=== Assigned task ===
Retype exactly the lines below, beginning with the first and ending with the line where "shattimare: We just" appears.

[Collected data]
● ● ●
PR #66, opened 2022-03-07
feature/APMI-2820

shattimare:
Implemented code.

### DIFF
--- a/SplunkRumWorkspace/SplunkRum/SplunkRum/ScreenName.swift
+++ b/SplunkRumWorkspace/SplunkRum/SplunkRum/ScreenName.swift
@@ -47,13 +47,13 @@ func internal_setScreenName(_ newName: String, _ manual: Bool) {
     if manual || !screenNameManuallySet {
         screenName = newName
     }
+    userDefaults.set(screenName, forKey: SCREEN_NAME_KEY)
     lock.unlock()
 
     // Don't emit the span under the lock
     if oldName != nil && oldName! != "unknown" && (SplunkRum.configuredOptions?.screenNameSpans ?? true) {
         emitScreenNameChangedSpan(oldName!, newName)
     }
-    userDefaults.set(screenName, forKey: SCREEN_NAME_KEY)
 }
 
 func isScreenNameManuallySet() -> Bool {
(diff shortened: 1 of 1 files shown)


SplunkRumWorkspace/SplunkRum/SplunkRum/ScreenName.swift
```diff
@@ -52,6 +53,7 @@ func internal_setScreenName(_ newName: String, _ manual: Bool) {
     if oldName != nil && oldName! != "unknown" && (SplunkRum.configuredOptions?.screenNameSpans ?? true) {
         emitScreenNameChangedSpan(oldName!, newName)
     }
+    userDefaults.set(screenName, forKey: SCREEN_NAME_KEY)
```
seemk, line 56: Should this perhaps be `newName` here? `screenName` is being accessed outside of a lock

seemk: or at least protect the access

shattimare: We just save ScreenName in userdefaults nothing else. if we want to access screen name we have to use getScreenName().

shattimare: I added userDefaults.set(screenName, forKey: SCREEN_NAME_KEY) with in  Lock block.

johnbley:
As I read this code, it seems to enact that "the first screen name before anything explicitly happens in the UI will have whatever was the last screen name during the previous run of the app".  This "fixes" the "I don't know what the screen name was during a crash" but at the expense of polluting startup spans with data of dubious quality.  A better way to do this is to update this data on the `crashReporter.customData` as we do for session IDs, which will involve (a) emitting and decoding a more complex structure than just the (string) session ID that is used for `customData` now, (b) an interface for the crash reporting module to use to be notified of screen name changes (similar to the session ID change api), and (c) work across the two repos.  Note that "tell the crash reporter about a screen name change" can't be hard coded in this (splunk-otel-ios) repo due to the strong separation between them.

shattimare:
We solve the issue using  way suggested by john, For that we had to make change in splunkrum and crashreporting library as well. We also raised PR of splunk-otel-ios-crashreporting.

PR #68, opened 2022-03-16
feature/APMI-2820 iOS crash does not retain old screen name

shattimare:
Changes in screenname and splunkrum

### DIFF
--- a/SplunkRumWorkspace/SplunkRum/SplunkRum/ScreenName.swift
+++ b/SplunkRumWorkspace/SplunkRum/SplunkRum/ScreenName.swift
@@ -49,7 +49,6 @@ func internal_setScreenName(_ newName: String, _ manual: Bool) {
     }
     callbacks = screenNameCallbacks
     lock.unlock()
-    
     for callback in callbacks {
         callback()
     }
--- a/SplunkRumWorkspace/SplunkRum/SplunkRum/ScreenName.swift
+++ b/SplunkRumWorkspace/SplunkRum/SplunkRum/ScreenName.swift
@@ -17,12 +17,13 @@ limitations under the License.
 
 import Foundation
 
+let userDefaults = UserDefaults.standard
 fileprivate var screenName: String = "unknown"
 fileprivate var screenNameManuallySet = false
 // Yes, I assume there are swift libraries to do this sort of thing, but nothing
 // I could find in the stdlib
 fileprivate var lock = NSLock()
-private var screenNameCallbacks: [(() -> Void)] = []
+private var screenNameCallbacks: [((String) -> Void)] = []
 
 func emitScreenNameChangedSpan(_ oldName: String, _ newName: String) {
     let now = Date()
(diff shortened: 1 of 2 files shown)


SplunkRumWorkspace/SplunkRum/SplunkRum/ScreenName.swift
```diff
@@ -22,6 +22,7 @@ fileprivate var screenNameManuallySet = false
 // Yes, I assume there are swift libraries to do this sort of thing, but nothing
 // I could find in the stdlib
 fileprivate var lock = NSLock()
+private var screenNameCallbacks: [(() -> Void)] = []
```
seemk, line 25: Could we just pass the screen name as a parameter to the callbacks? Could get rid of `getCurrentScreenName` then

shattimare: No, we are not passing just screen name as a parameter to the callbacks, `updateCrashReportScreenName` of crashreporting library will pass as parameter of it. when ever screen name will changed in splunkRum libaray, this method  will be executed and will updated screen name  in crashreporting libaray's `custom data`. with in `updateCrashReportScreenName` method it will called getCurrentScreenName  to get current screen name.  `getCurrentScreenName` is used to communicate with crashreporting library. I had railsed PR of crashreporting  library as well.

johnbley: I agree with Siim - passing the new value as a parameter of the callback would allow us to drop `getCurrentScreenName`.

shattimare: if `sessionbasedsamplingratio` is out of range (0.0 , 1.0) we consider it as 100% and sampled all session. as we use 1.0 as default value. if you want any change in it then let us know.

SplunkRumWorkspace/SplunkRum/SplunkRum/ScreenName.swift
```diff
@@ -17,11 +17,13 @@ limitations under the License.
 
 import Foundation
 
+let userDefaults = UserDefaults.standard
```
seemk, line 20: This is unused

SplunkRumWorkspace/SplunkRum/SplunkRum/ScreenName.swift
```diff
@@ -17,11 +17,13 @@ limitations under the License.
...
 fileprivate var screenName: String = "unknown"
 fileprivate var screenNameManuallySet = false
 // Yes, I assume there are swift libraries to do this sort of thing, but nothing
 // I could find in the stdlib
 fileprivate var lock = NSLock()
+private var screenNameCallbacks: [((String) -> Void)] = []
```
seemk, line 26: fileprivate for consistency?

SplunkRumWorkspace/SplunkRum/SplunkRum/SplunkRum.swift
```diff
@@ -215,14 +215,18 @@ var splunkRumInitializeCalledTime = Date()
...
      Adds a callback whenever the sessionId changes.
      */
     public class func addSessionIdChangeCallback(_ callback: @escaping (() -> Void)) {
         addSessionIdCallback(callback)
     }
-
+    /**
+     Adds a callback whenever the screen name changes.
+     */
+    public class func addScreenNameChangeCallback(_ callback: @escaping ((String) -> Void)) {
```
seemk, line 227: Where is this called from in this PR?

seemk: My bad, it was in the crash reporter

seemk (approved):

PR #69, opened 2022-03-21
Feature/apmi 2771   improved app start up measurement

shattimare:
Implemented code. 
We should initialise Splunk RUM in applicationWillResignActive method as well


seemk (commented):
A small overview or an explanation would be nice here.

Would it also be testable?

SplunkRumWorkspace/SplunkRum/SplunkRum/SplunkRum.swift
```diff
@@ -178,25 +178,36 @@ var splunkRumInitializeCalledTime = Date()
...
-        }
-        sendAppStartSpan()
-        let srInit = buildTracer()
-            .spanBuilder(spanName: "SplunkRum.initialize")
-            .setStartTime(time: splunkRumInitializeCalledTime)
-            .startSpan()
-        srInit.setAttribute(key: "component", value: "appstart")
-        if options != nil {
-            srInit.setAttribute(key: "config_settings", value: options!.toAttributeValue())
+        DispatchQueue.global().async {
```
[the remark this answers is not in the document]
shattimare: > Can you please give a small overview why is this done in a global queue?

**Problem:** Lets say, User has started the app , the initialisation method started but was not completed ,before that user put the app in background mode, in that case, might be the initialisation of Splunk SDK was not fully initialised 

**Solution:**  Implemented the background thread to run initialisation code in above situation.

SplunkRumWorkspace/SplunkRum/SplunkRum.xcodeproj/project.pbxproj
```diff
@@ -511,7 +511,7 @@
 				GCC_WARN_UNINITIALIZED_AUTOS = YES_AGGRESSIVE;
 				GCC_WARN_UNUSED_FUNCTION = YES;
 				GCC_WARN_UNUSED_VARIABLE = YES;
-				IPHONEOS_DEPLOYMENT_TARGET = 11.0;
+				IPHONEOS_DEPLOYMENT_TARGET = 12.0;
```
seemk, line 514: Is there a reason for changing the deployment target from 11 to 12?

seemk (commented):
Need to remove the unrelated changes (dependency updates, min version). Otherwise I think it should be ok to do it like thiiis

SplunkRumWorkspace/SplunkRum/SplunkRum.xcodeproj/project.pbxproj
shattimare: @seemk  for testing purpose i did that.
● ● ●
=== Solution ===
PR #66, opened 2022-03-07
feature/APMI-2820

shattimare:
Implemented code.

### DIFF
--- a/SplunkRumWorkspace/SplunkRum/SplunkRum/ScreenName.swift
+++ b/SplunkRumWorkspace/SplunkRum/SplunkRum/ScreenName.swift
@@ -47,13 +47,13 @@ func internal_setScreenName(_ newName: String, _ manual: Bool) {
     if manual || !screenNameManuallySet {
         screenName = newName
     }
+    userDefaults.set(screenName, forKey: SCREEN_NAME_KEY)
     lock.unlock()
 
     // Don't emit the span under the lock
     if oldName != nil && oldName! != "unknown" && (SplunkRum.configuredOptions?.screenNameSpans ?? true) {
         emitScreenNameChangedSpan(oldName!, newName)
     }
-    userDefaults.set(screenName, forKey: SCREEN_NAME_KEY)
 }
 
 func isScreenNameManuallySet() -> Bool {
(diff shortened: 1 of 1 files shown)


SplunkRumWorkspace/SplunkRum/SplunkRum/ScreenName.swift
```diff
@@ -52,6 +53,7 @@ func internal_setScreenName(_ newName: String, _ manual: Bool) {
     if oldName != nil && oldName! != "unknown" && (SplunkRum.configuredOptions?.screenNameSpans ?? true) {
         emitScreenNameChangedSpan(oldName!, newName)
     }
+    userDefaults.set(screenName, forKey: SCREEN_NAME_KEY)
```
seemk, line 56: Should this perhaps be `newName` here? `screenName` is being accessed outside of a lock

seemk: or at least protect the access

shattimare: We just save ScreenName in userdefaults nothing else. if we want to access screen name we have to use getScreenName().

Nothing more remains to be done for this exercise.